I have had no problems running this bit of code locally on my machine in a Jupyter Notebook without kedro:
a_raw = pd.read_csv( "C:\\Users\\filepath\\raw_data.txt", sep="|", skiprows=1, header=None, names=None, encoding="ISO-8859-1", quoting=3, )

For context, the underlying data from the text file looks something like this:
DATA|123|2020-05-03|

As you can see it's pipe separated. The skiprows: 1 above is used to skip past a leading row on the file (I suspect that this is some sort of logging entry regarding when the data was pulled that isn't germane to the analysis I'm trying to do.)

Furthermore, passing 'header=None' into pandas is a valid argument. Yet, every time I try to pass that argument from the catalog via kedro, I get an error. In fact, it's the only way to specify that you have no header (according to the documentation). Without 'header=None', the first row of data ends up becoming the names of the columns which isn't right.

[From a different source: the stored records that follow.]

PR #261, opened 2020-11-13
fix(deps): remove circular dependencies

MkMan:
I am a bit conflicted on this. We get warnings of circular dependencies but things are working fine.
image

I made this change to eliminate those circular dependencies which makes some imports a bit ugly but 🤷‍♂️
image


beau-charman:
any chance we could just keep the component imports as `~/components/..` rather than using the relative imports?

beau-charman (approved):

MkMan:
> any chance we could just keep the component imports as `~/components/..` rather than using the relative imports?

Good point 👌  I updated the imports

PR #262, opened 2020-11-16
AES-1481: enable native lazy loading on image component

maxlew:
Really simple change, but updates quite a few spec files. This PR enables native lazy loading for https://aesoponline.atlassian.net/browse/AES-1481

Lazy loading is enabled by default on the image component. It can be disabled by passing `isLazyLoaded={false}`

Can see some more info about native implementation here https://developer.mozilla.org/en-US/docs/Web/API/HTMLImageElement/loading


src/components/Image/Image.js
```diff
@@ -7,7 +7,18 @@ import Hyperlink from '~/components/Hyperlink';
 import styles from './Image.module.css';
 
 const Image = forwardRef(function ImageRef(
-  { altText, className, cta, large, medium, small, style, type, theme },
+  {
+    altText,
+    className,
+    cta,
+    isLazyLoaded,
```
MkMan, line 14: Great idea allowing the consumer the ability to set it 👌

MkMan (approved):

MkMan:
When you see that this feature isn't supported in IE
Mild shock

It is interesting though that Safari doesn't support it, it's also still in the experimental stage. We may need to revisit it in the future but I think for now it's good to have.

beau-charman:
Interested to see how this behaves in a feature branch, especially with all the CSS Transitions Group usage, if `loading="lazy"` will work with image tags that are not mounted yet.

MkMan:
> Interested to see how this behaves in a feature branch, especially with all the CSS Transitions Group usage, if `loading="lazy"` will work with image tags that are not mounted yet.

@beau-charman I found this link on the Jira ticket, It still works 
https://aes-1481--lazy-loading.acceptance.aesop.com/au/r/skin-care/how-to-clease/?contentful=true

maxlew:
> It is interesting though that Safari doesn't support it, it's also still in the experimental stage. We may need to revisit it in the future but I think for now it's good to have.

The implementation is pretty different between Firefox and Chrome. Chrome will still load images when they are a few screen heights away and seems to do some tricks around network speed to increase or decrease that. Firefox just loads them when they come into view which doesn't look the best. 

I kinda hate it but Google are pushing this heavily as it's now part of their core web vitals, with the added thread that it'll affect search rankings in the near future.

beau-charman:
Hey @maxlew , do you know if feature branches run slower than the base acceptance endpoint?

beau-charman:
I did hit reload on aes-1481--lazy-loading.acceptance like half a second later, but it loads far slower.

beau-charman:
The lazy loading works well though, as you scroll the page the assets load in when needed in the network tab, just hoping the long load is a feature branch side effect

beau-charman:
I am going to say feature branches are weaker. 

Stat-wise `aes-1481--lazy-loading.acceptance` is sending far less on initial load: 

Screen Shot 2020-11-18 at 9 52 01 am

compared to acceptance: 

Screen Shot 2020-11-18 at 9 52 36 am

Happy to see this one tested in acceptance proper.

beau-charman (approved):
Would like to see tests ran on https://acceptance.aesop.com and compared to current state

maxlew:
> Hey @maxlew , do you know if feature branches run slower than the base acceptance endpoint?

Yeah the feature branches don't run through our Akamai CDN. So including some other things there's no caching or auto image optimization happening

PR #263, opened 2020-11-18
[Feature][AES-2182] PDP - GraphQL service and web-ui GraphQL Schema updates

beau-charman:
This PR makes changes to the PDP Header and Add To Cart components to address https://aesoponline.atlassian.net/browse/AES-2182

- Add is `isSellable` to Add To Cart Components
- Move `cartDisclaimer` to variants level
- Add `size` variants - `singular` and `plural`
- Conditionally add ingredients row if applicable 
- Update image transition hook

### DIFF
--- a/src/components/ProductDetailHeader/ProductDetailHeader.js
+++ b/src/components/ProductDetailHeader/ProductDetailHeader.js
@@ -56,7 +56,18 @@ const ProductDetailHeader = ({ breadcrumbs, className, copy, theme }) => {
 };
 
 ProductDetailHeader.propTypes = {
-  breadcrumbs: PropTypes.object,
+  breadcrumbs: PropTypes.shape({
+    className: PropTypes.string,
+    items: PropTypes.arrayOf(
+      PropTypes.shape({
+        label: PropTypes.string,
+        id: PropTypes.string,
+        url: PropTypes.string,
+        title: PropTypes.string,
+      }),
+    ),
+    theme: PropTypes.oneOf(['dark', 'light']),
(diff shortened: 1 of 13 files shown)


src/components/ProductDetailHeader/ProductDetailHeader.js
```diff
@@ -79,11 +93,18 @@ ProductDetailHeader.propTypes = {
 };
 
 ProductDetailHeader.defaultProps = {
-  breadcrumbs: undefined,
+  breadcrumbs: {
+    className: undefined,
+    items: undefined,
```
MkMan, line 98: Would having this as `[]` eliminate the need for falsy checks before calling array functions?

src/components/ProductExtract/ProductExtract.js
```diff
@@ -113,8 +113,8 @@ const ProductExtract = forwardRef(function ProductExtractRef(
           <div className={productImageClassSet}>
             <Image
               altText={product.image.altText}
-              large={product.image.small}
-              medium={product.image.small}
+              large={product.image.large}
```
MkMan, line 116: Good pick up 👌

MkMan (approved):

src/components/ProductDetailHeader/ProductDetailHeader.js
beau-charman: I've leave for now as the logic in Breadcrumbs is already there - the proptype warning for Array should discourage any other value being passed also

PR #271, opened 2020-11-23
chore: remove deprecated set-env call

MkMan:
Set env variable using the new specified way [here](https://docs.github.com/en/free-pro-team@latest/actions/reference/workflow-commands-for-github-actions#setting-an-environment-variable)

I tried this with a test tag and you can see the logs [here](https://github.com/aesop/aesop-gel/runs/1439647915?check_suite_focus=true). I cancelled the job before it raised a PR on web ui.

image

### DIFF
--- a/.github/workflows/update-webui.yml
+++ b/.github/workflows/update-webui.yml
@@ -15,7 +15,7 @@ jobs:
 
       - name: Create variables
         run: |
-          echo "::set-env name=GEL_VERSION::${GITHUB_REF#refs/*/}"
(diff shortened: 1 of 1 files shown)


maxlew (approved):
Looks good, I think technically we're still leaking the ENV value. But it's a git ref so no issue

MkMan:
> Looks good, I think technically we're still leaking the ENV value. But it's a git ref so no issue

I'll merge this for now to get things working again but what do you think is a good way to address that?

PR #272, opened 2020-11-23
fix: incorrect window check

MkMan:
The `isBrowser` check was only included for the first condition, this change makes it before all conditions.


beau-charman (approved):
also makes sense to short-circuit on `isInBrowser() ...`

PR #278, opened 2020-11-27
chore: remove unused dependencies

MkMan:
I noticed these 2 dev dependencies but found no references to them in the repo.


package.json
```diff
@@ -121,7 +121,6 @@
     "identity-obj-proxy": "^3.0.0",
     "jest": "^26.0.1",
     "jest-cli": "^26.0.1",
-    "npm-merge-driver": "^2.3.6",
```
hassanraza0054, line 124: Not sure but this seems to be a dev tool rather than something explicitly used in the repo.

https://www.npmjs.com/package/npm-merge-driver

If my understanding isn't wrong, maybe it'd be good to get others feedback as to whether they use this tool?

@maxlew actually curious to hear your thoughts on this since we've talked about package.lock conflicts before.

package.json
```diff
@@ -149,7 +148,6 @@
     "style-loader": "^1.1.1",
     "stylelint": "^12.0.1",
     "stylelint-config-css-modules": "^2.1.0",
-    "stylelint-config-idiomatic-order": "^8.1.0",
-    "webpack-cli": "^3.3.12"
```
hassanraza0054, line 153: Same idea here. Seems to be a tool rather than something meant to be directly referenced in the repo no?

https://www.npmjs.com/package/webpack-cli

package.json
MkMan: If it's something not used by the repo it shouldn't be included as part of its dependencies. Instead, the dev using it can install it globally on their machine.

package.json
MkMan: webpack cli is used to operate or work with webpack. Gel doesn't use webpack though, it uses `rollup`.

hassanraza0054: Thanks for that! Learning a lot. Appreciate the work Mustafa. All good from me

package.json
hassanraza0054: Didn't see it that way but in hindsight you're definitely right! Thanks for the clarity Mustafa

hassanraza0054 (approved):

EDIT: I tried the fs_args bit of the code above and it didn't fix the problem.

Burn1n9m4n on 29 May 2020

@Burn1n9m4n

It seems YAML does not treat "None" as Python's None.
Instead, use "null", "Null", "NULL", or simply leave it empty like this:

raw_data:
  type: pandas.CSVDataSet
  filepath: data/a_raw/raw_data.txt
  load_args:
  sep: "|"
  skiprows: 1
  header:
  names:
  encoding: "ISO-8859-1"
  quoting: 3

Reference: https://yaml.org/type/null.html

Minyus on 29 May 2020

👍4

@Minyus That fixed it! I just left them blank and it seems to have correctly addressed the issue. The output now looks as it should like this:

    0         1            2
0   DATA     123   2020-05-03

Thanks!

Burn1n9m4n on 29 May 2020

Good catch Minyus, that completely slipped by me! I'll go ahead and close this issue. Thank you for raising it @Burn1n9m4n :)

mzjp2 on 29 May 2020

@Burn1n9m4n

It seems YAML does not treat "None" as Python's None.
Instead, use "null", "Null", "NULL", or simply leave it empty like this:
raw_data:
  type: pandas.CSVDataSet
  filepath: data/a_raw/raw_data.txt
  load_args:
  sep: "|"
  skiprows: 1
  header:
  names:
  encoding: "ISO-8859-1"
  quoting: 3
Reference: https://yaml.org/type/null.html

Great catch @Minyus! I tend to get confused with yaml as well. When you take a minute to remember that yaml is a superset of JSON, for me at least, this issue makes a lot of sense.